When load is low -- Azure will turn off machines (so you don't have to pay for them), and when load is high, Azure will turn those machines back on.
Auto-scaling on the IaaS level doesn't really make sense. Even if azure could detect high CPU usage and start a new VM based on it, what then? you still need to install your application on that VM automatically somehow.
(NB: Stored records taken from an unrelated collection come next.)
PR #9614, opened 2021-02-27
feat(extensions/crypto): implement generateKey() & sign()

littledivy:
Related #1891 
Implements `CryptoKey` related logic along with the following methods:

`generateKey()` and `sign()`
  - [x] RSASSA-PKCS1-v1_5
  - [x] RSA-PSS
  - [x] ECDSA 
  - [x] HMAC 
  
Uses [`ring`](https://briansmith.org/rustdoc/ring/) for ECDSA & HMAC
Uses [`rsa`](https://github.com/RustCrypto/RSA) for RSA-*


op_crates/crypto/Cargo.toml
```diff
@@ -15,5 +15,11 @@ path = "lib.rs"
 
 [dependencies]
 deno_core = { version = "0.80.1", path = "../../core" }
-rand = "0.8.3"
+rand = "0.7.0"
+ring = { version = "0.16.20", features = ["std"] }
+rsa = { git = "https://github.com/RustCrypto/RSA", rev = "616b08d" }
```
littledivy, line 20: Note: Using via git because`RSAPrivateKey::new_with_exp` is not published to crates.io yet.

op_crates/crypto/lib.rs
```diff
@@ -43,6 +81,381 @@ pub fn op_crypto_get_random_values(
...
+        .hash
+        .ok_or_else(|| WebCryptoError::MissingArgument("hash".to_string()))?
+        .into();
+      let rng = RingRand::SystemRandom::new();
+      
+      // if let Some(length) = args.algorithm.length {
+      //   let mut alg = hash.digest_algorithm();
+      //   alg.output_len = length as usize;
+      //   alg.chaining_len = length as usize;
+      // };
```
littledivy, line 315: `ring` expects digest algorithm at key generation thus we cannot modify the digest output length (thanks to ring's easy-to-misuse api).

Currently `generateKey` uses:
P256 -> SHA256
P384 -> SHA384
these are the recommended signing algorithms as per the [docs](https://briansmith.org/rustdoc/ring/signature/index.html#statics).
(also idk why people would use a custom length :thinking: (maybe just the spec))

op_crates/crypto/lib.rs
```diff
@@ -43,6 +81,381 @@ pub fn op_crypto_get_random_values(
...
+      let key_pair = &resource.key;
+
+      // We only support P256-SHA256 & P384-SHA384. These are recommended signature pairs.
+      // https://briansmith.org/rustdoc/ring/signature/index.html#statics
+      if let Some(hash) = args.hash {
+        match hash {
+          WebCryptoHash::Sha256 | WebCryptoHash::Sha384 => (),
+          _ => return Err(WebCryptoError::UnsupportedHash.into()),
+        }
+      };
```
littledivy, line 434: ring expects digest algorithm at key generation, so its not possible to apply new hash at signing. Thus we use SHA256 for P256 and SHA384 for P384 at key generation. (This is the recommended signing algorithms as per the [docs](https://briansmith.org/rustdoc/ring/signature/index.html#statics)).

littledivy:
Blocked by https://github.com/RustCrypto/RSA/issues/81

cli/tests/unit/webcrypto_test.ts
```diff
@@ -0,0 +1,58 @@
...
+    },
+    true,
+    ["sign", "verify"],
+  );
+
+  assert(keyPair.privateKey);
+  assert(keyPair.publicKey);
+  assertEquals(keyPair.privateKey.extractable, true);
+  assert(keyPair.privateKey.usages.includes("sign"));
+});
```
ry, line 22: Nice!

op_crates/crypto/lib.rs
```diff
@@ -43,6 +81,441 @@ pub fn op_crypto_get_random_values(
...
+
+      let exponent = BigUint::from_bytes_be(exp);
+
+      // Generate RSA private key based of exponent, bits and Rng.
+      let mut rng = OsRng;
+      let private_key = RSAPrivateKey::new_with_exp(
+        &mut rng,
+        modulus_length as usize,
+        &exponent,
+      )?;
```
ry, line 205: I'm guessing this is a CPU intensive function (if not this one exactly then probably some other call in this op). This op is asynchronous, but the way it's organized now this CPU-heavy function is going to block the event loop.

I think this whole bit should be wrapped in an async block and passed to `tokio::task::spawn_blocking()`.

See also https://docs.rs/tokio/1.2.0/tokio/#cpu-bound-tasks-and-blocking-code

ry (commented):
This looks very promising - thanks @littledivy ! We'll try to get this into v1.9 which is [scheduled](https://deno.land/manual@main/contributing/release_schedule) for April 13th.

op_crates/crypto/lib.rs
littledivy: Upstream issue: https://github.com/briansmith/ring/issues/1216

op_crates/crypto/lib.rs
littledivy: done :+1:

littledivy:
Update on the blockers:
- opened PR at `rsa` to update their rand version - https://github.com/RustCrypto/RSA/pull/88
- opened PR at `ring` to add functionality to generate HMAC key with custom length - https://github.com/briansmith/ring/pull/1218

op_crates/crypto/Cargo.toml
littledivy: Edit: Using my fork of the RSA crate to fix rand issues. 
Self ToDo: Change to RSA when fork is merged & released.

littledivy: Fixed

caspervonb (commented):
Web platform tests don't seem to be enabled? (caveat, there's some inter-dependencies within subtle.crypto in the tests).

Run wpt.ts with update, something ala:
```sh
deno run tools/wpt.ts update -- WebCryptoAPI/generateKey
```

Repeat for each relevant folder.

littledivy:
Enabled WPT for `generateKey` (passes locally). Needs https://github.com/denoland/wpt/pull/14 to be landed for the CI to run.

littledivy:
Removed `serde_json` as per #10009

op_crates/crypto/01_crypto.js
```diff
@@ -41,11 +41,170 @@
...
+      };
+    }
+  }
+
+  async function sign(alg, key, data) {
+    const rid = key[ridSymbol];
+    const simpleAlg = typeof alg == "string";
+    const saltLength = simpleAlg ? null : alg.saltLength;
+    const hash = simpleAlg ? null : alg.hash;
+    const algorithm = (simpleAlg ? alg : alg.name).toLowerCase();
```
littledivy, line 181: Will polish this more when implementing `SubtleCrypto.verfiy()`

lucacasonato:
Can you re-add the cli unit tests? This unclosable resource problem needs a test.

jadhavajay:
@littledivy just curious - are you supporting Ed25519 as well ?

littledivy:
> @littledivy just curious - are you supporting Ed25519 as well ?

Unfortunately, Curve25519 is not part of the standard WebCrypto :(

extensions/crypto/lib.deno_crypto.d.ts
```diff
@@ -49,9 +128,32 @@ interface SubtleCrypto {
...
+      | Uint32Array
+      | Uint8ClampedArray
+      | Float32Array
+      | Float64Array
+      | DataView
+      | null,
+  >(
+    array: T,
+  ): T;
+  randomUUID(): string;
```
CrimsonCodes0, line 149: Is randomUUID implemented? I've never seen it in any specification nor I didn't spot an implementation.

lucacasonato: It is implemented and specified: https://wicg.github.io/uuid/. It is shipping in Chrome 92 and has already shipped in Node.

CrimsonCodes0: Oh, I hadn't heard of that draft spec yet, thanks!

lucacasonato:
Lets get this PR landed for 1.12. I have some concerns though:

- I dislike that keys are backed by resources. There is no idiomatic way for the resources to be cleaned up. This is a blocker for landing this PR.
- The security model of storing the "non extractable" keys in process memory, just outside of JS and instead in the Rust resource table is flawed. The memory contents can still be accessed via timing side channels. Any in process memory is always going to have to be untrusted. This is also a blocker for landing this PR.

To circumvent these issues I suggest we drop support for "non extractable" keys and throw a `SecurityError` DOMException when you try to create one. The bytes that back a key should be stored on the JS object, and no resources should be involved.

extensions/crypto/lib.rs
```diff
@@ -234,210 +165,79 @@ pub async fn op_webcrypto_generate_key(
...
+#[derive(Deserialize)]
+#[serde(rename_all = "lowercase")]
+pub struct KeyData {
+  r#type: KeyFormat,
+  data: ZeroCopyBuf,
 }
 
 #[derive(Deserialize)]
 #[serde(rename_all = "camelCase")]
 pub struct WebCryptoSignArg {
```
caspervonb, line 220: Consistency nit: can we remove the Web prefix on these or is there a clash?

littledivy: Done :+1: 
1. removed Web prefix and instead used Crypto for generic names (eg: `CryptoHash` instead of `WebCryptoHash` or `Hash`)
2. argument structs are ending with `Arg` to avoid conflicts (eg: `AlgorithmArg` and not just `Algorithm` (conflicting))
3. renamed ops to follow `op_crypto_` pattern

extensions/crypto/00_webidl.js
```diff
@@ -23,4 +68,164 @@
...
+      key: "namedCurve",
+      converter: (V, opts) => {
+        const namedCurve = SupportedNamedCurves
+          .find((key) => key.toLowerCase() == V.toLowerCase());
+        if (namedCurve == undefined) {
+          throw new DOMException(
+            "namedCurve not supported",
+            "NotSupportedError",
+          );
+        }
```
lucacasonato, line 118: Don't do this in the webidl validator. Do it after.

extensions/crypto/01_crypto.js
```diff
@@ -97,6 +196,239 @@
 
       return result.buffer;
     }
+
+    async sign(algorithm, key, data) {
+      const prefix = "Failed to execute 'sign' on 'SubtleCrypto'";
+
+      webidl.assertBranded(this, SubtleCrypto);
+      webidl.requiredArguments(arguments.length, 3);
+
```
lucacasonato, line 205: WebIDL converters always must run before all other algorithm steps. They can not be intermingled.

littledivy:
a. The keys are now stored in JS in their exportable form (`raw` for HMAC and `pkcs8` for rest).
b. Using `generateKey()` with extractable=false throws a SecurityError
c. Relevant WPT pass. Notes on expected failures:
    1. Most expected failures are due to throwing SecurityError on non-extractable keys.
    2. Certain `failures_AES-*` and `failures_ECDH`, `failures_RSA-OAEP` tests pass because of the missing impl. 
    3. Some `ECDSA` tests fail due to lack of support for `P-521`

extensions/crypto/00_webidl.js
littledivy: Done

extensions/crypto/01_crypto.js
littledivy: I'll do this for `sign` but for `generateKey` WPT expects us to throw error for algorithm normalization before running converters on other arguments. eg: 
```typescript
// should throw for wrong hash identifier instead of extratable !== boolean
generateKey({hash: "INVALID", name:"HMAC"}, 0, ["sign"]);
```

lucacasonato: What I meant was that the webidl converters have to run _before_ the `Let normalizedAlgorithm be the result of normalizing an algorithm`.

So the code should look like this:
```js
class SubtleCrypto {
    async sign(algorithm, key, data) {
      webidl.assertBranded(this, SubtleCrypto);
      webidl.requiredArguments(arguments.length, 3);
      algorithm = webidl.converters.AlgorithmIdentifier(algorithm, {
        prefix,
        context: "Argument 1",
      });
      key = webidl.converters.CryptoKey(key, {
        prefix,
        context: "Argument 2",
      });
      data = webidl.converters.BufferSource(data, {
        prefix,
        context: "Argument 3",
      });
      const normalizedAlgorithm = normalizeAlgorithm(algorithm, "sign");

      // ...
    }
}
```

WebIDL converters need to all be finished before the operation steps defined in the spec.

littledivy: Ah! I misunderstood, will do. Also since `CryptoKey` is an interface it won't have a converter?

littledivy: done

lucacasonato:
Unfortunately we cannot test `sign` until we have `verify`, because they are both used in the WPT tests.

lucacasonato (approved):
Happy with this now. Thanks a lot @littledivy, and sorry that this took so long to land.

@bartlomieju could you additionally review?

@bnoordhuis could you review the key generation ops for any egregious security issues?

extensions/crypto/Cargo.toml
```diff
@@ -18,5 +18,11 @@ deno_core = { version = "0.92.0", path = "../../core" }
 deno_web = { version = "0.41.1", path = "../web" }
 tokio = { version = "1.7.1", features = ["full"] }
 rand = "0.8.3"
-ring = "0.16.20"
+ring = { version = "0.16.20", features = ["std"] }
+rsa = "0.4.0" # TODO: remove "pem" feature when next release is on crates.io
```
bartlomieju, line 22: This TODO is outdated

extensions/crypto/lib.rs
```diff
@@ -1,36 +1,75 @@
...
 
 pub use rand; // Re-export rand
 
+mod key;
+
+use crate::key::Algorithm;
+use crate::key::CryptoHash;
+use crate::key::CryptoNamedCurve;
+
+// Whitelist for RSA public exponents.
```
bartlomieju, line 53: s/Whitelist/Allowlist/

extensions/crypto/Cargo.toml
lucacasonato: No, I am waiting for https://github.com/RustCrypto/RSA/commit/366ff6eac3180be10362855564b212987aa73030 to land in a release.

extensions/crypto/Cargo.toml
```diff
@@ -18,5 +18,11 @@ deno_core = { version = "0.92.0", path = "../../core" }
...
+sha-1 = "0.9.4"
+sha2 = "0.9.3"
```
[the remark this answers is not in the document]
littledivy: thanks, upgraded.

extensions/crypto/lib.rs
```diff
@@ -66,6 +105,255 @@ pub fn op_crypto_get_random_values(
...
+
+      let exponent = BigUint::from_bytes_be(&public_exponent);
+      if exponent != *PUB_EXPONENT_1 && exponent != *PUB_EXPONENT_2 {
+        return Err(custom_error(
+          "DOMExceptionOperationError",
+          "Bad public exponent",
+        ));
+      }
+
+      let mut rng = OsRng;
```
bnoordhuis, line 139: Using different PRNGs is kind of regrettable, although I understand you can't really get around that. I trust both rand and ring to get it right but still...

bnoordhuis (approved):
Rust bits LGTM. Thanks for the PR!

extensions/crypto/key.rs
```diff
@@ -0,0 +1,111 @@
...
+
+#[derive(Serialize, Deserialize, Copy, Clone)]
+pub enum CryptoNamedCurve {
+  #[serde(rename = "P-256")]
+  P256,
+  #[serde(rename = "P-384")]
+  P384,
+}
+
+impl TryInto<&RingAlgorithm> for CryptoNamedCurve {
```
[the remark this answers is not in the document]
bartlomieju: Fixed

bartlomieju (approved):
LGTM too

panva:
@lucacasonato 

> To circumvent these issues I suggest we drop support for "non extractable" keys and throw a `SecurityError` DOMException when you try to create one. The bytes that back a key should be stored on the JS object, and no resources should be involved.

Can you reconsider the way non-extractable keys are handled. Existing libraries that implement higher level functions often work with generating single-use keys generated on the fly to use in lower level functions. These use `extractable: false` (also because some algorithms only work with extractable: false, e.g. `PBKDF2`).

This lack of support will mean existing libraries will not be usable under deno, only because of this one thing.

lucacasonato:
@panva We are happy to reconsider, but first we need clarification from the spec authors if "non extractable keys" are meant to be a security primitive or not. Deno has no way to implement non extractable keys securely if they are meant to be a security primitive.

I'll do some more research and will reach out to some WebCrypto API authors to figure out the details.

panva:
> @panva We are happy to reconsider, but first we need clarification from the spec authors if "non extractable keys" are meant to be a security primitive or not. Deno has no way to implement non extractable keys securely if they are meant to be a security primitive.
> 
> I'll do some more research and will reach out to some WebCrypto API authors to figure out the details.

Thank you, that's fair.

I have not encountered a normative language in the spec that would say e.g. that the memory used to hold the non-extractable keying material must be out of reach, it only says the raw keying material may not be exported by the **application**.

> extractable
> Reflects the [[extractable]] internal slot, which indicates whether or not the raw keying material may be exported by the application.

lucacasonato:
I have opened https://github.com/denoland/deno/issues/11481 to figure this out.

What you are looking for is something that runs your app on azure, and installs new instances on new VM's if necessary. That "something" is called PaaS enabler. Basically it is another abstraction level between your app and the azure IaaS.
there are a couple of them out there :
Cloudify, CloudFoundary, Juju
as far as i know, only one that supports Azure is Cloudify. you can check out how to configure azure using Cloudify here : Configuring Azure
you can also check out the community - Cloudify Forum, or post questions here for assistance.
Disclaimer: I work for Gigaspaces, developing the Cloudify product line.